▶ INFORMATION GIVEN:
PR #2196, opened 2024-06-28
Feature/number component

### LINKED ISSUE #2179: Number Component
Primitive base component for displaying numbers

Should support:
Label, data, icon, horizontal/vertical view

Config
```
{
  "id": "fornavn",
  "type": "Number",
  "direction": "horizontal",
  "format": "??"
  "textResourceBindings": {
    "title": "Fornavn"
  },
  "value": ["dataModel", "Person.Fornavn", "folkeregisteret_api"]
}
```
Image
Image

paal2707:
## Related Issue(s)

- closes #2179 

## Verification/QA

- Automated tests
  - [ ] Has been added/updated
  
- Support in Altinn Studio
  
- Sprint board
- Labels


src/layout/Number/NumberComponent.tsx
```diff
@@ -0,0 +1,54 @@
...
+
+  if (icon) {
+    const imgType = icon.split('.').at(-1);
+
+    if (!imgType) {
+      throw new Error('Image source is missing file type. Are you sure the image source is correct?');
+    }
+    if (!['svg', 'png', 'jpg', 'jpeg', 'gif', 'bmp', 'tiff'].includes(imgType.toLowerCase())) {
+      throw new Error('Only images of the types: .svg, .png, .jpg, .jpeg, .gif, .bmp, .tiff, are supported');
+    }
```
olemartinorg, line 32: I'm still not excited about these types of limitations - why do we need them? We're making a developer platform, so if our app developers configures something that's not valid as an image, that's on them - not us. I would love for apps to be able to use AVIF, WebP or any other new and fancy image format that gets into browsers in the future, without us having to add things to a whitelist.

src/layout/Number/index.tsx
```diff
@@ -0,0 +1,13 @@
...
+import { NumberComponent } from 'src/layout/Number/NumberComponent';
+import type { PropsFromGenericComponent } from 'src/layout';
+
+export class Number extends NumberDef {
+  render = forwardRef<HTMLElement, PropsFromGenericComponent<'Number'>>(
+    function LayoutComponentNumberRender(props, _): JSX.Element | null {
+      return <NumberComponent {...props} />;
+    },
+  );
+}
```
olemartinorg, line 13: This should probably also implement the `DisplayData<'Number'>` interface, so that the numeric display data can be referenced in an expression. :raised_hands:

src/codegen/Common.ts
```diff
@@ -710,6 +710,102 @@ const common = {
     )
       .setTitle('Layout set')
       .setDescription('Settings regarding a specific layout-set'),
+  IFormatting: () =>
```
olemartinorg, line 713: If this is duplicated now, maybe the definition in the `Input` component should reference this instead?

src/layout/Number/config.ts
```diff
@@ -0,0 +1,27 @@
...
+    renderInCardsMedia: false,
+  },
+})
+  .addTextResource(
+    new CG.trb({
+      name: 'title',
+      title: 'Title',
+      description: 'The title of the value',
+    }),
+  )
```
olemartinorg, line 23: I think this should just set `rendersWithLabel: true` above, and then you can add `.extendTextResources(CG.common('TRBLabel'))` instead of a manual `title` text resource binding. That way this component renders with the built-in label (which also supports description and helpText), and in those cases where you need to skip rendering the label (such as in a panel listing), you can render it with forced 'direct rendering' to avoid the label:

```JSX
<GenericComponent
  node={someNumberNode}
  overrideDisplay={{
    directRender: true,
  }}
/>
```

PR #2239, opened 2024-07-12
Refactor application metadata

cammiida:
## Description

- [x] Refactors application metadata fetching to use static fetching function.
- [x] Preprocesses application metadata for consistency.
- [x] Mocks fetchApplicationMetadata for all tests.
- [x] Removes unused fields.

## Verification/QA

- Automated tests
  - [ ] Has been added/updated
  
- Support in Altinn Studio
  
- Sprint board
- Labels


test/e2e/integration/frontend-test/navigation.ts
```diff
@@ -62,8 +62,8 @@ describe('Navigation', () => {
   it('should not focus main-content when loading the page in the browser and there is no instance selector', () => {
     cy.intercept('**/applicationmetadata', (req) => {
       req.on('response', (res) => {
-        const body = res.body as IApplicationMetadata;
-        body.onEntry = undefined;
+        const body = res.body as IncomingApplicationMetadata;
+        // body.onEntry = undefined;
```
adamhaeger, line 66: Remove comment?

adamhaeger (approved):

src/features/applicationMetadata/ApplicationMetadataProvider.tsx
```diff
@@ -2,68 +2,80 @@ import React, { useEffect } from 'react';
...
+      return {
+        ...data,
+        isValidVersion:
+          !!data.altinnNugetVersion &&
+          isAtLeastVersion({
+            actualVersion: data.altinnNugetVersion,
+            minimumVersion: MINIMUM_APPLICATION_VERSION.build,
+          }),
+        onEntry,
+        isStatelessApp: isStatelessApp(onEntry.show),
```
olemartinorg, line 38: I'm not sure I'm fully on board here... Our 'is stateless app' thing has been easy to misinterpret for a long while now, since it doesn't mean "is this app stateless" but rather "are we stateless _now_". Since "being stateless" just means "we're currently showing a data task before we potentially proceed to initialize a new instance" it also means that when the user clicks on an `InstantiationButton` in a stateless task we immediately go from being stateless to no longer being stateless.

So, conceptually, is `isStatelessApp` a property of the "application metadata"? I would argue it's not, it relies on more than that - including the current URL/route (to see if we're in an instance or not). The way this used to work made a bit more sense to me, as it was a hook (even though it did not re-render your component when the route changed), but now I'm not quite sure the state will update when you go from stateless to stateful...? It does, at least, rely on when/how often this `select(data)` runs.

src/features/applicationMetadata/types.ts
```diff
@@ -6,24 +6,35 @@ type ILogoOptions = {
...
   autoDeleteOnProcessEnd: boolean;
   onEntry?: IOnEntry;
   features?: Partial<IBackendFeaturesState>;
   promptForParty?: 'always' | 'never';
   logo?: ILogoOptions;
 }
 
+export type ApplicationMetadata = {
+  isValidVersion: boolean;
+  dataTypes: IDataType[]; // TODO: next step
```
olemartinorg, line 25: What does this TODO refer to?

src/features/applicationMetadata/types.ts
```diff
@@ -6,24 +6,35 @@ type ILogoOptions = {
...
+  id: string;
+  org: string;
+  partyTypesAllowed: IPartyTypesAllowed; // FIXME: needs improvement
```
olemartinorg, line 28: Which improvements are needed for this one? I'd prefer elaboration or an issue. :pray:

src/test/renderWithProviders.tsx
```diff
@@ -122,7 +121,6 @@ export const makeMutationMocks = <T extends (name: keyof AppMutations) => any>(
 
 const defaultQueryMocks: AppQueries = {
   fetchLogo: async () => getLogoMock(),
-  fetchApplicationMetadata: async () => getApplicationMetadataMock(),
```
olemartinorg, line 125: Not quite sure I'm happy now that mocking the application metadata query now needs to be done differently than every other query.. :disappointed:

What's the reason this was needed?

olemartinorg (commented):
I'm skeptical of the change around `isStatelessApp` and the move away from our usual mocking strategy for the application metadata query. This also caused quite the merge conflict for #2244 - so I had to do a post-merge look over these changes to get a sense of what changed when I'm to integrate this.

src/features/applicationMetadata/types.ts
cammiida: Forgot to remove these. Will remove in a later PR 👌

src/test/renderWithProviders.tsx
cammiida: It is to move away from the tightly coupled way of setting up a component for testing. Every component should be tested in isolation, which basically is not possible with the current setup. Thus, we don't really have any unit tests, only integration and end-to-end.

Also, `QueryProvider` is not needed as it doesn't actually hold state, but static code, and therefore only adds complexity.  The consequences of the current setup is also that anything we refactor will result in massive changes, because everything is connected to everything. We need to move away from that.  

Without the `QueryProvider`, getting the function to use in `useQuery` also does not need to be a hook, which relives some of the pain you have expressed 😊

PR #1558, opened 2023-10-10
Alert on change - radioButtons and checkBoxes

lassopicasso:
## Description
Introduced a new prop, `alertOnChange`, which can be configured to trigger an alert when users attempt to select a different radioButton or uncheck a checkBox. 
This should also enable handling through expressions, as desired by SSB. However, I haven't had time to test this with expressions.. :

If any adjustments are necessary (_hopefully not too many for your sake_) , I hope that you guys can make the necessary refinements while I'm on vacation. ❤️ 

Arigatou gozaimasu!

## Related Issue(s)

- closes #1233

## Verification/QA

- Manual functionality testing
  - [x] I have tested these changes manually
  - [ ] Creator of the original issue (or service owner) has been contacted for manual testing (or will be contacted when released in alpha)
  - [ ] No testing done/necessary
- Automated tests
  - [ ] Unit test(s) have been added/updated
  - [x] Cypress E2E test(s) have been added/updated
  - [ ] No automatic tests are needed here (no functional changes/additions)
  - [ ] I want someone to help me make some tests
- UU/WCAG ([follow these guidelines](https://aksel.nav.no/god-praksis/artikler/utvikling?tema=universell-utforming) until we have our own)
  - [x] I have tested with a screen reader/keyboard navigation/automated wcag validator
  - [ ] No testing done/necessary (no DOM/visual changes)
  - [ ] I want someone to help me perform accessibility testing
- User documentation @ [altinn-studio-docs](https://github.com/Altinn/altinn-studio-docs)
  - [ ] Has been added/updated
  
  - [ ] No functionality has been changed/added, so no documentation is needed
  - [ ] I will do that later/have created an issue
  
- Support in Altinn Studio
  - [ ] Issue(s) created for support in Studio
  
  - [ ] This change/feature does not require any changes to Altinn Studio
- Sprint board
  - [x] The original issue (or this PR itself) has been added to the Team Apps project and to the current sprint board
  - [ ] I don't have permissions to do that, please help me out
- Labels
  - [x] I have added a `kind/*` label to this PR for proper release notes grouping
  - [ ] I don't have permissions to add labels, please help me out

PR #2244, opened 2024-07-22
Performance: Hierarchy generator rewrite

### LINKED ISSUE #1182: Performance: Make each component responsible for running expressions

### LINKED ISSUE #1872: Could not find component/node for signature
### Description of the bug

Devtools generates a warning for signature files (attachments), which is confusing.

```
Could not find matching component/node for attachment signature1/74f6abe1-2505-4a49-8f60-d87d9e1d65df (there may be a problem with the mapping of attachments to form data in a repeating group). Traversed 0 nodes with id signature1
```

Should probably have a special case to avoid that warning for signature data elements.

### Steps To Reproduce

Open an app with signature elements and se that the warning is shown.

### Additional Information

_No response_

### LINKED ISSUE #1938: File uploads in repeating group: Errors, warnings, content flashing in-and-out
### Description of the bug

Cypress waits until things stabilize, so this wasn't caught in our automatic tests

### Steps To Reproduce

https://github.com/Altinn/app-frontend-react/assets/700139/a2704fa1-c97e-459d-8371-f04a9534f95c

### Additional Information

- https://altinn.slack.com/archives/C02EJ9HKQA3/p1710493534112109

olemartinorg:
### The broad strokes

This change reduces the amount of re-rendering and thus increases performance when working in A3 forms. The main culprit for why performance was less than stellar in v4+ was the node hierarchy, as this was re-built on every data model change (++) at the point of data model debounce. As a consequence, every form component got a new LayoutNode reference as a prop, and had to re-render.

As the node hierarchy is our internal representation of the current interpreted layout state, and enables functionality in the expression engine, validation, etc, making any changes to how this worked internally in order to reduce re-rendering was quite an undertaking - as reflected by the large line-count in this PR.

So, onto some details:
- Where you could previosly get data directly off a `node` object (i.e. an object of the `BaseLayoutNode` class) via `node.item`, you now need to `useNodeItem(node)` or a `nodeItemSelector`. This is because the `node` object lifetime is now stable for as long as the node is present in the form (i.e. not removed by removing a row in a repeating group), but the state for that node may change throughout (when expression results change). You can, however, get identificators (like `node.id` or `node.baseId`) off the node without fetching these from `useNodeItem()` or a selector.
- The hierarchy generator itself is now implemented as a series of React components that render `null`, but stays in-place in the virtual DOM for as long as the current `<FormProvider>` is present. This way each `node` object has a corresponding `<NodeGenerator>` in VDOM, with state being updated through `useEffect()` and set in a zustand store that contains all node-related data.
- Each node, when generated, has multiple sub-components that collect, process and save state to the zustand store. This includes both generating the reference `BaseLayoutNode` object, resolving any expressions in `hidden`, resolving other expressions from the layout, and (in dev environments or when errors occur) validate the component against the layout schema, data model bindings against the data model, etc.
- You may want to add more functionality on a layout component that needs to track state or evaluate expressions, so for this we now can implement a `NodeDefPlugin`. Using these are as simple as calling `.addPlugin(new MyPlugin(...))` from the component `config.ts` file. The full list of plugins as of now:
  - `AlertOnCHangePlugin` adds a property (usually `alertOnChange` or `alertOnDelete`) to a component. This will automatically be resolved as an expression.
  - `ValidationPlugin` stores two new properties on the node inside the zustand store, namely `validations` and `validationVisibility`. This plugin is automatically added for every component in the categories `CompCategory.Form` and `CompCategory.Container`.
  - `OptionsPlugin` will add properties and make sure the component support options (aka code lists).
  - `NonRepeatingChildrenPlugin` will handle lists of child references and adopt these as children inside your component (i.e. for `Group`, `Accordion`, etc).
  - `RepeatingChildrenPlugin` will work for repeating children, for components that binds to an `Object[]` the data model and generates _rows_ containing multiple children in each _row from the data model_. This is similar to the more specialized `LikertRowsPlugin`, but in the latter case the children are not defined beforehand, and only one simulated `LikertItem` node will be added per row.
  - `GridRowsPlugin` will handle statically defined table-rows for the `Grid` component, but also works for `rowsBefore` and `rowsAfter` in the `RepeatingGroup` component.
  - `AttachmentsPlugin` will store references to attachments bound to your component
  - `CardsPlugin` and `TabsPlugin` are more specialized plugins for adopting children in the `Cards` and `Tabs` container components.
- If needed, a component itself can now also implement its own properties that should evaluate expressions via setting `functionality: { customExpressions: true }` in `config.ts`. This makes it possible for components like `Input` to handle expressions deep inside the `formatting` property without this possibly affecting any other components. As the referenced issue suggested, this now makes it possible for any component to implement _support for expressions in a property_ without having to set this globally in the expressions engine - and also without having to write a full `NodeDefPlugin`.

### Further details

More things of note when looking through the changes in this PR:

- Plugins: Some plugins needs more detailed control over the nodes zustand store, so for these I created `NodeDataPlugin`. Making such a plugin lets you add action function and selectors to NodesContext, for tasks that are more specific than just `SetNodeProp` and `useNodeItem()`/`NodesInternal.useNodeData()`.
- Changes to options (some slightly breaking!)
  - `useGetOptions()` have been split up into `useFetchOptions()` + `useSetOptions()`. Options are now only fetched in the hierarchy generator, not when rendering the node itself.
  - `preselectedOptionIndex` and stored attachment references are now better, as they happen even without the target component being visibly rendered. That means that you can navigate away from an uploader component without losing the attachment reference from the form data (whoops, that was a bug), but also that `preselectedOptionIndex` will be set in the form data before the target component is rendered. This is slightly breaking, as you could theoretically use `preselectedOptionIndex` to figure out when a component first rendered (i.e. via the backend), but that's not functionality we had advertised anyway.
- Code generator:
  - I've removed the concept of 'internal-only types' in the code generator. This was used to indicate a difference in the external configuration (i.e. a layout file) and our internal representation (i.e. what was in `node.item` after the node hierarchy generator ran). Instead we now only refer to external types, and our internal types (via ex. `CompInternal<'Dropdown'>`) now points to the _inferred types_ from the return value of the `evalExpressions()` function in the component definition class. This now also means that if you add a property in your component via `.addProperty(...)` in `config.ts` and mark it as possibly containing an expression (`new CG.expr(...)`), the internal type will no longer have you fooled into thinking that expression got magically detected by the expression engine and resolved. As before, if you want to support expressions in a property, you have to implement support for that.
  - There are lots of additions to `ComponentConfig.ts`. I've used the code generator to do quite a few things to make `CompInteral` type inferral work the way I wanted to, and I've moved around and cleaned up things in the code generator to hopefully let things make more sense when new components are created. This includes not requiring to implement validation for data model bindings (and displayValue) when there are none.
  - I've made more enhancements to the code generator when performance-related work required me to refactor some things. Among others, the label rendering config for a component is no longer just `true | false`, it's an enum describing the complex realies we already have around label rendering.
- Node generator
  - The node generator (in `_src/utils/layout`) is a collection of components that does the heavy lifting when generating node objects and setting node state. A short description of the building blocks:
  - `LayoutSetGenerator`: This takes an entire layout-set, generates the pages, which takes components and passes them onto `NodeGenerator`. Before it can generate components, it has to render once first to figure out which components in a layout file are top-level components, and which are claimed as children.
  - `NodeGenerator` takes a layout configuration and generates a node object, resolve expressions for that configuration, run layout validations (i.e. validate the configuration against the schema, validate data model bindings) and include children.
    - To do this, it will wrap generating code in components from `GeneratorStages` (more about that later).
    - It does not know which properties in the configuration should be resolved as expressions - that job is outsourced to the component `index.tsx` file (spesifically the `evalExpressions()` method).
    - It also does not know which children to render per-component. That comes from the `renderNodeGenerator()` method in the component `index.tsx` file, which is generated according to which plugins the component is configured with.
  - `GeneratorContext` is a context that inherits from contexts above it, and will maintain hierarchy state in the generator, such as counting how many levels deep a node is in the hierarchy. This also includes the 'recursive and direct mutators' which are used to mutate the layout configuration for child nodes (i.e. appending `-0` to the `id` for nodes in the first row of a repeating group).
  - `GeneratorErrorBoundary` wraps the generation of a node. If anything goes wrong and crash during node generation, we aim to log that to the node state `errors` list. This can prevent full `unknown error` crashes when something goes wrong in a component, and will display a red border around an error list should one component fail. When rendering the node via `GenericComponent`, it will be wrapped in a functionally similar `ComponentErrorBoundary` for runtime errors.
  - `GeneratorStages` is a core part, and is a mechanism to delay and order rendering and `useEffect` hooks in the generator. This is needed because (for example) we cannot run expressions for a component before we can be sure all other nodes have been added to the zustand store. This is because an expression can look up any other component, and the expression should throw an error if the target component is not to be found (and we don't want to throw errors during the initial generation). To make this all work together, the generation process is split into different stages (i.e. add nodes, mark as hidden, fetch options, evaluate expressions ++). These stages all run in the specified order. When new nodes are to be added later (i.e. when adding a row to a repeating group), the generator stages will mark a new 'generator run number', which will run all of these stages again, in the given order, for these new nodes. The zustand store will be marked as 'not ready' until the 'finished' stage has been reached (more about that later). 
  - `NodesInternal.useIsReady()` and the ready-state for the node store is worth noting. Because there are multiple states to set (i.e. adding a node, resolving expressions, adding validations), and we don't want to run all selectors after each set (especially traversal selectors), the ready-state will be set to 'not ready' when new node generation starts, and will automatically be set to 'ready' once it finished.
  - Requests and batching: Some states that are set would run many `setState()` calls in series, such as each call to add one node. When we call `setState()`, zustand has to re-run all selectors to figure out what needs to re-render, so when we have many calls in a short time-period it would cause lots of unneccesary effort. To mitigate this we batch up multiple requests (i.e. to set node properties, adding nodes) and call `setState()` once in the end instead. This will usually mean that each stage in `GeneratorStages` only calls `setState()` once or twice (instead of hundreds or thousands of times).
- Validation
  - Validations for nodes are now declarative, as we do not store (most) validations we're not going to show to the user, so there is no need to selectValidations() and filterValidations() after fetching them from the store. Usually there's an appropriate selector for what you want (i.e. 'just give me visible validations of type error for this node'). However, we do still store valdations for hidden nodes, etc.
  - As validations for a node is now stored _inside that node object in the zustand store_, there is no longer a need for the validation subsystem to try to sync between the node hierarchy and the validation subsystem. Thus there is no hiearchy of validation visibility, and no need for the validation subsystem to figure out which nodes had their data change recently.
- Node traversal: We used to do node traversal before as well, via things like `node.children().each(...)`, but now that the node objects are stable across state changes we need to wrap these calls in a hook that makes sure changes to the hierarchy also causes re-renders.
- Navigation / React Router changes
  - `AppRoutingContext` was added on top to reduce re-renders when components used URL state. For example, if your component had `useIsPdf()` in it, navigating to another page in a form would re-render it. This happened because `react-router` always causes re-renders when you use hooks that depend on the current URL, and even though things like `useIsPdf()` just check if the query parameter `?pdf=1` is set, it caused re-renders when anything changed.
  - `useNavigate()` from `AppRoutingContext` is now preferable to the native hook from `react-router`, as ours does not cause your component to re-render when the URL changes. 
  - `useNavigationParam()` will get you the navigation params just like the ones you could get from `useNavigatePage()` before. This includes common URL elements like part ID, instance GUID, task and pageKey.
  - `useQueryKey()` will get the value of a given query key, and will only cause re-renders when that part of the URL changes (not any part of it).
- `Summary2` / `PdfView2`:
  - Using `Summary2Props` instead of individual props passed to `renderSummary2()`, and made sure these functions behave more like react components (such as rendering out other components in multi-select variants).
  - I re-used PdfView2 when re-implementing legacy automatic PDF page generation. When doing so, and when testing with existing apps, I found and fixed multiple issues in Summary2 / PdfView2:
    - Overrides were passed per-component, not all overrides at the same time. This caused overrides to not survive groups / container components. The types were cast as if the full override list was passed, but it never was.
    - PdfView2 rendered an existing 'pdf page' just like a regular page (i.e. it would pluck out all components from that page and generate Summary2-like views for them). This is not what we wanted - a pdf page can be rendrered directly (it is already contains summary components).
    - Refactoring SummaryComponent (v1) to properly allow not sending a `summaryNode` property (as was done in `PdfView2`, but not expressed in types). This way it's clear that the code supports rendering a summary even without a Summary component node.
  - Multiple smaller fixes to issues I found when testing `Summary2` and `PdfView2` in multiple apps and comparing old/new generated PDFs side-by-side.
- `useDelayedSelector()` got a significant upgrade with bug-fixes. It now has two modes, `simple` and `innerSelector`:
  - `simple` gives you a function that takes any number of arguments. Your component will only re-render if any of those arguments change, or if the result (given the same arguments) change. It is no longer limited to only one argument.
  - `innerSelector` will give you a function with a hook-like signature. That is, `selector((something) => something.inside[node.id], [node.id])` will make your component re-render only when the thing you selected changes, or when anything in the dependency array (second argument) changes. Crucially, this will behave much like a hook but lets you break some hook rules - you can call it as many or as few times during (or after) a render as you want.
  - In order to make this efficient, I created the `ShallowArrayMap` class. This gives us a fast lookup for shallow arrays of anythings, such as answering "look up the value I stored with the key `[1, 2, 'str', objRef]`" even when the outer array memory reference changes.
- Component ID duplication in a layout-set is now a _really_ deprecated. Because of how node data is stored in the zustand-store, app-frontend would crash if you gave it a layout-set with two or more components with the same ID.
  - Existing apps in production will have workarounds in `quirks.ts`, so these should not be affected. However, errors will be logged to DevTools for these apps, urging their developers to fix their layouts.
  - New apps, or apps only in tt02 with duplicate IDs, will have their duplicated removed from the layout by a preprocessor, and an error will be logged to DevTools.
  - This affected some shared expression tests as well. Some of those layouts were broken, and I cleaned them up so they don't have duplicate IDs any longer.
- Other layout problems in existing production apps have gotten workarounds in `quirks.ts`. I purposely made these checks error-tolerant and very strict, so that they'll fail (and not apply a quirk) as soon as these layouts change. My hopes is that app developers will take notice of this the next time they make changes to their apps, and fix their layouts. This also includes some Group components that reference children that does not exist (which did not give you any errors before).
- Renamed all `*.d.ts` files to just `.ts`. We have `skipLibCheck: true` in our `tsconfig.json`, so none of these files got any type-checking when they were called `.d.ts`.
- Some providers were removed
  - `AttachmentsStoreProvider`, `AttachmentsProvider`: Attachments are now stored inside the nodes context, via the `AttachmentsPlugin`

▶ WHAT IS BEING ASKED:
Filter the listing so that only lines holding the word "integration" remain, and copy those lines.

▶ TASK OUTPUT:
test/e2e/integration/frontend-test/navigation.ts
cammiida: It is to move away from the tightly coupled way of setting up a component for testing. Every component should be tested in isolation, which basically is not possible with the current setup. Thus, we don't really have any unit tests, only integration and end-to-end.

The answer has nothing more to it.